In this paper, we proposed a new privacy-preserving approach based on topic summary and clustering to reduce the time and the number of comparisons required for searching and retrieving outsourced encrypted data. Although there are many benefits for cloud computing, privacy-preserving concerns are one of the main challenges that still considered a barrier for users to adopt cloud computing in their infrastructure, because outsourcing the data to a third-party deprives the DO of direct control to their data and applications. The best solution to preserve the privacy of any sensitive and important data is to encrypt data before outsourcing it. The encryption protects from malicious attacks and illegal accesses, but it significantly increases the computation and the communication overhead on the data owners especially for clients with large data size. It is very important to allow any DO or AU to send multiple keywords in the search request and retrieve the related documents in the order of their relevance to these keywords. The ranked search system allows data users to perform the searching process quickly by finding the most relevant documents. Developing such an approach will add a significant contribution to the domain of privacy-preserving multi-keyword search over encrypted data. However, the PPMKS approach yields good results in the evaluation process which shows an enhancement on the performance of the cloud environment.

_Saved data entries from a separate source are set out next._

PR #7375, opened 2022-01-31
docs: correct intent docs

suneettipirneni:


vladfrangu (approved):

iCrawl (approved):

kyranet (approved):

SpaceEEC (changes requested):
image
Very informative.

---

image
How is a non-clickable type "correct"?

Much less since it's of the same type as `IntentsBitField.Flags`, we surely don't accept that in the constructor.

---

And lastly: I see nothing wrong with the type before the change, it seems to be accurate to me.

ImRodry:
> How is a non-clickable type "correct"?

Isn’t the goal to make a -types documentation website and have these links point there? There’s a bunch of types in the docs that come from the package already

PR #7384, opened 2022-02-01
fix(guildmember): check if member has administrator permission

fowlerro:
Discord doesn't allow to timeout a member, which has administrator permission, even if he is manageable.
I added check to `guildMember.moderatable` which returns false if member has `Administrator` permission

### DIFF
--- a/packages/discord.js/src/structures/GuildMember.js
+++ b/packages/discord.js/src/structures/GuildMember.js
@@ -264,8 +264,8 @@ class GuildMember extends Base {
    */
   get moderatable() {
     return (
-      this.manageable &&
       !this.permissions.has(PermissionFlagsBits.Administrator) &&
+      this.manageable &&
       (this.guild.me?.permissions.has(PermissionFlagsBits.ModerateMembers) ?? false)
     );
   }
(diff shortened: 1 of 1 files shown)


ImRodry:
Discord *does* allow you to timeout a member with administrator permission, this is not needed IMO

almeidx:
- https://github.com/discord/discord-api-docs/pull/4390

thebigwolfy (approved):

packages/discord.js/src/structures/GuildMember.js
```diff
@@ -263,7 +263,11 @@ class GuildMember extends Base {
    * @readonly
    */
   get moderatable() {
-    return this.manageable && (this.guild.me?.permissions.has(PermissionFlagsBits.ModerateMembers) ?? false);
+    return (
+      this.manageable &&
+      !this.permissions.has(PermissionFlagsBits.Administrator) &&
```
vladfrangu, line 268: Shouldn't this check be done before the rest instead? (would make it a faster path for members that have Admin perm)

fowlerro: Oh I see, I changed that

SpaceEEC (approved):

DraftProducts (approved):

thebigwolfy (approved):

iCrawl (approved):

kyranet (approved):
Interesting find, I didn't notice this behaviour until now.

PR #7385, opened 2022-02-01
chore: add keepNames tsup option

DTrombett:

Add the `keepNames` option to tsup configs to avoid errors or such to have a minified name like `D`.

### DIFF
--- a/packages/builders/tsup.config.ts
+++ b/packages/builders/tsup.config.ts
@@ -6,6 +6,7 @@ export const tsup: Options = {
 	entryPoints: ['src/index.ts'],
 	format: ['esm', 'cjs'],
 	minify: true,
+	keepNames: true,
 	skipNodeModulesBundle: true,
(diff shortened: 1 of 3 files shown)


kyranet (approved):

ImRodry:
Can we please just remove minify? Looking at source code to trace back an error is extremely painful with this option and the size reduction is very small (although relatively significant, it’s only 15kb in rest for example)

vladfrangu:
I don't see how seeing where in our code the issue started from helps you at all

vladfrangu (approved):

ImRodry:
> I don't see how seeing where in our code the issue started from helps you at all

There can always be bugs in the package and even if there aren’t it’s good to know what methods are being called and how the code reached that point. That should not be taken away from us

SpaceEEC (approved):

iCrawl (approved):

PR #7389, opened 2022-02-02
docs: ApplicationCommandData typedef

KonkenBonken:
Updated ApplicationCommandData documentation to add default value of `type`, that `description` only is used on CHAT_INPUT and that the name must be in all lowercase when used in a CHAT_INPUT

### DIFF
--- a/packages/discord.js/src/structures/ApplicationCommand.js
+++ b/packages/discord.js/src/structures/ApplicationCommand.js
@@ -127,8 +127,9 @@ class ApplicationCommand extends Base {
   /**
    * Data for creating or editing an application command.
    * @typedef {Object} ApplicationCommandData
-   * @property {string} name The name of the command, must be in all lowercase if type is CHAT_INPUT
-   * @property {string} description The description of the command, if type is CHAT_INPUT
+   * @property {string} name The name of the command, must be in all lowercase if type is
+   * {@link ApplicationCommandType.ChatInput}
+   * @property {string} description The description of the command, if type is {@link ApplicationCommandType.ChatInput}
    * @property {ApplicationCommandType} [type=ApplicationCommandType.ChatInput] The type of the command
    * @property {ApplicationCommandOptionData[]} [options] Options for the command
    * @property {boolean} [defaultPermission=true] Whether the command is enabled by default when the app is added to a guild
--- a/packages/discord.js/src/structures/ApplicationCommand.js
+++ b/packages/discord.js/src/structures/ApplicationCommand.js
@@ -132,7 +132,8 @@ class ApplicationCommand extends Base {
    * @property {string} description The description of the command, if type is {@link ApplicationCommandType.ChatInput}
    * @property {ApplicationCommandType} [type=ApplicationCommandType.ChatInput] The type of the command
    * @property {ApplicationCommandOptionData[]} [options] Options for the command
-   * @property {boolean} [defaultPermission=true] Whether the command is enabled by default when the app is added to a guild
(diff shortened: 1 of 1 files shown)


vladfrangu (approved):

packages/discord.js/src/structures/ApplicationCommand.js
```diff
@@ -127,11 +127,11 @@ class ApplicationCommand extends Base {
   /**
    * Data for creating or editing an application command.
    * @typedef {Object} ApplicationCommandData
-   * @property {string} name The name of the command
-   * @property {string} description The description of the command
-   * @property {ApplicationCommandType} [type] The type of the command
+   * @property {string} name The name of the command, must be in all lowercase if type is CHAT_INPUT
+   * @property {string} description The description of the command, if type is CHAT_INPUT
+   * @property {ApplicationCommandType} [type="CHAT_INPUT"] The type of the command
```
ImRodry, line 132: I think this default was here for backwards compatibility when v13 released, we can probably get rid of it now or is that not needed?

almeidx (commented):
Should probably use `ApplicationCommandType.ChatInput` instead of `CHAT_INPUT`

packages/discord.js/src/structures/ApplicationCommand.js
KonkenBonken: I don't get what you mean sorry

KonkenBonken:
>

packages/discord.js/src/structures/ApplicationCommand.js
ImRodry: The type default can be removed now, as it was there for backwards compatibility but the maintainers should probably say if they want that

packages/discord.js/src/structures/ApplicationCommand.js
```diff
@@ -127,11 +127,11 @@ class ApplicationCommand extends Base {
   /**
    * Data for creating or editing an application command.
    * @typedef {Object} ApplicationCommandData
-   * @property {string} name The name of the command
-   * @property {string} description The description of the command
-   * @property {ApplicationCommandType} [type] The type of the command
+   * @property {string} name The name of the command, must be in all lowercase if type is CHAT_INPUT
+   * @property {string} description The description of the command, if type is CHAT_INPUT
```
kyranet, line 131:
```suggestion
   * @property {string} name The name of the command, must be in all lowercase if type is
   * {@link ApplicationCommandType.ChatInput}
   * @property {string} description The description of the command, if type is {@link ApplicationCommandType.ChatInput}
```

packages/discord.js/src/structures/ApplicationCommand.js
```diff
@@ -127,11 +127,11 @@ class ApplicationCommand extends Base {
...
+   * @property {ApplicationCommandType} [type=ApplicationCommandType.ChatInput] The type of the command
    * @property {ApplicationCommandOptionData[]} [options] Options for the command
-   * @property {boolean} [defaultPermission] Whether the command is enabled by default when the app is added to a guild
+   * @property {boolean} [defaultPermission=true] Whether the command is enabled by default when the app is added to a guild
```
kyranet, line 134: Lint is failing here because the line is too long.
```suggestion
   * @property {boolean} [defaultPermission=true] Whether the command is enabled by default when the app is added to a
   * guild
```

kyranet (changes requested):

kyranet (approved):

iCrawl (approved):

ImRodry:
commitlint!

SpaceEEC (approved):

PR #7398, opened 2022-02-04
docs: fix example about filter options

Dirain1700:
In docs(example: [message.awaitReactions()](https://discord.js.org/#/docs/discord.js/stable/class/Message?scrollTo=awaitReactions)), filter is first argument and no used cologne. However, this is undesirable because it causes malfunction.
ref: https://github.com/InkoHX/vm2-discordjs/pull/50/commits/32056dbdc3c2f87fc9f413dc122794dc74d0d35a

### DIFF
--- a/packages/discord.js/src/structures/Message.js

The PPMKS approach was developed to retrieve the most relevant document with the fastest searching time. We achieved this objective by using the probabilistic public key encryption approach to reduce the computation overhead of the data owner device while encrypting the data. Also, using the clustering and summarization technique reduces the time of the searching process. Also, the ranked multi-keyword searching over the encrypted data reduces the communication overhead during the files retrieval phase, hence providing the most relevant files to the users with minimum false positives.

We are verifying and validating the proposed approach and comparing the results to those related to the filed from the literature. We achieved this objective by developing testing and evaluating environment to compare the search precision and the search time of the proposed approach against others. In comparison with these studies, it was found that the proposed approach made a significant enhancement on the search precision and the search time.

In the future, we will focus our efforts on achieving more enhancements on the overall performance of the cloud environment. As a future work in PPMKS approach, we will enhance PPMKS to support more efficient dynamic data operations and ranked multi-keyword search over the big encrypted data in the cloud environment. We will achieve this goal by applying a dynamic clustering algorithm that may use artificial intelligence concepts to discriminate the optimal number of clusters. We will also enhance PPMKS to support more integrity check of rank order in the multi-keyword search result and privacy-preserving guarantees in the stronger threat model.